§ What the task requires
Retype the whole listing below precisely.

§ Dataset content
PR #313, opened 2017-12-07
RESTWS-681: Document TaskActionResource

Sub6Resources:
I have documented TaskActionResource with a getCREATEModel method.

§ Answer to this task
PR #313, opened 2017-12-07
RESTWS-681: Document TaskActionResource

Sub6Resources:
I have documented TaskActionResource with a getCREATEModel method.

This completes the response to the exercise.